Activity: Scan the listing below for the word "type" and state how many lines hold it. Write nothing but the number.

Data to use:
* * * * *
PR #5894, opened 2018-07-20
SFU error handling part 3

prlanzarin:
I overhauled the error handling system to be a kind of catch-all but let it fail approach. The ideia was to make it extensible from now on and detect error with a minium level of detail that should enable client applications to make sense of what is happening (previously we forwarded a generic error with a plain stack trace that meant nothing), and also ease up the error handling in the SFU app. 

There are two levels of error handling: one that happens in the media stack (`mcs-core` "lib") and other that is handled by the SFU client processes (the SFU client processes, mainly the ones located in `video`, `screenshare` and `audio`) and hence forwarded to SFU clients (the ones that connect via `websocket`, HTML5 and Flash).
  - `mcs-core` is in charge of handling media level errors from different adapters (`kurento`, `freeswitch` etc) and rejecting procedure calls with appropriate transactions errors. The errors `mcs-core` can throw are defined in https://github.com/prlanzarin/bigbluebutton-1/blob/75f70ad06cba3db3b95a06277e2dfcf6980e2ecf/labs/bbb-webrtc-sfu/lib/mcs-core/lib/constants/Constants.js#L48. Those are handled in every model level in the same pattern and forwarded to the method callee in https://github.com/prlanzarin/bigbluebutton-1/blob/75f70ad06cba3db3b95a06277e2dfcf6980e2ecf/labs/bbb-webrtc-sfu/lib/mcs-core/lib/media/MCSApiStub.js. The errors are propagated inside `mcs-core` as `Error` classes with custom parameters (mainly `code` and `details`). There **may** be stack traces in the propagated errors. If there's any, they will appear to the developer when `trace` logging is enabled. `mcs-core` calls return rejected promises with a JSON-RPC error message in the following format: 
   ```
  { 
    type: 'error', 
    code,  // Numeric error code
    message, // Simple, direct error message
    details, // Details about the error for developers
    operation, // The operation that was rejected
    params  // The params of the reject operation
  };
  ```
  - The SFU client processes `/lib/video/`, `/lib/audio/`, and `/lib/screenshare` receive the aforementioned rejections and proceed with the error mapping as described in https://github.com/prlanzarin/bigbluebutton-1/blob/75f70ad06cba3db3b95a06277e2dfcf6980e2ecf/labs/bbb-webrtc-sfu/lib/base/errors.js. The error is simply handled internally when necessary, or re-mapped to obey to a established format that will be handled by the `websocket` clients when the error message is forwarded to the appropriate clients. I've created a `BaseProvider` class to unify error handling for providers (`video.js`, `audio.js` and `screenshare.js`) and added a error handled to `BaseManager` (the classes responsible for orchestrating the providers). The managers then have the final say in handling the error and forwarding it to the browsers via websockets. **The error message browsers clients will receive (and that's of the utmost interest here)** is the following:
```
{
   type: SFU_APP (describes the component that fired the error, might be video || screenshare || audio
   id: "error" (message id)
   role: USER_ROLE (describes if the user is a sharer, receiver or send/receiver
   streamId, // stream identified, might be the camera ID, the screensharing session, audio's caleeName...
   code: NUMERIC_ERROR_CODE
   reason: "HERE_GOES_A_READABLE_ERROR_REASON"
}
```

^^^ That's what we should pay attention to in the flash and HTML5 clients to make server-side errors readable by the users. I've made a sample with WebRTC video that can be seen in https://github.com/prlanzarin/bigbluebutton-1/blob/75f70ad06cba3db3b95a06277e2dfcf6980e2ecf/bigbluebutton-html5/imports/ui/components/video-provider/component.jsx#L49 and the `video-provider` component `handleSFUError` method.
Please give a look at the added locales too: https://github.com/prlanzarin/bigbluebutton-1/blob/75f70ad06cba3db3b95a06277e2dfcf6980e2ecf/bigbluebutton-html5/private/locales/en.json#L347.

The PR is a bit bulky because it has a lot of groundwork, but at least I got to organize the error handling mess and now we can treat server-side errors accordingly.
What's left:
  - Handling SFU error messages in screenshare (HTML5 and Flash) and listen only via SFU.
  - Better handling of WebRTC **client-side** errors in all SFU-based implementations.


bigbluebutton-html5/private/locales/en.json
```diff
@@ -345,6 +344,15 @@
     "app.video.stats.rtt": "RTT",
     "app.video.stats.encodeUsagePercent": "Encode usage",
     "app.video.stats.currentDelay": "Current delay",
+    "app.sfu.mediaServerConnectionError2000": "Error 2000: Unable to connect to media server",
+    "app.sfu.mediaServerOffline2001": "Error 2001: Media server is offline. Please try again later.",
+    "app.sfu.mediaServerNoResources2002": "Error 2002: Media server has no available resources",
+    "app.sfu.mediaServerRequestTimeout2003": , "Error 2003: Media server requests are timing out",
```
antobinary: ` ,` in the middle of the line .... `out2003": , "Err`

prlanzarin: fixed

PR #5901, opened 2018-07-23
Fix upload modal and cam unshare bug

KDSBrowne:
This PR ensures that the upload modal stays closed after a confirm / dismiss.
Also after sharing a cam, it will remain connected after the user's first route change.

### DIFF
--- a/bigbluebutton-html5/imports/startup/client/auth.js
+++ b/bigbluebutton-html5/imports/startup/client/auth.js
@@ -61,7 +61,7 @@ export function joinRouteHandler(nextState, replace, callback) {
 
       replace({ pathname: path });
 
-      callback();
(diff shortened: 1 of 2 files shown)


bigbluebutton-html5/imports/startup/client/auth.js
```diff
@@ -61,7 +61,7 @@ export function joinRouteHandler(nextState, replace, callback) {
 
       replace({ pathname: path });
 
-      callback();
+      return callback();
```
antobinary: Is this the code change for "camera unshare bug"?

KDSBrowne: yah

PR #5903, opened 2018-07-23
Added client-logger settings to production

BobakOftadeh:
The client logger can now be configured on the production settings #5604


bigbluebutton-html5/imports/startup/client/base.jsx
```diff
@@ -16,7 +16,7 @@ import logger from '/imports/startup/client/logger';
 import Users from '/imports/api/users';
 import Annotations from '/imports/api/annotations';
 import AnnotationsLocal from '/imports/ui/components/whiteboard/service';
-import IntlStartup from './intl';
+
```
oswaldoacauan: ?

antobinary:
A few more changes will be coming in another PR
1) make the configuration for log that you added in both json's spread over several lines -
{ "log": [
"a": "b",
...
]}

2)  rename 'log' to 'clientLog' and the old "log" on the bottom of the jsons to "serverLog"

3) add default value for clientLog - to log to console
* * * * *
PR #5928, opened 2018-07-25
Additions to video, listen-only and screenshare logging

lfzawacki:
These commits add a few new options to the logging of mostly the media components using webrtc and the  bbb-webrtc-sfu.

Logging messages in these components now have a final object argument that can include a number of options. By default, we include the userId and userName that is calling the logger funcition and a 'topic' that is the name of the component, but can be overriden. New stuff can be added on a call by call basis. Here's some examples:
* * * * *
Written answer: 2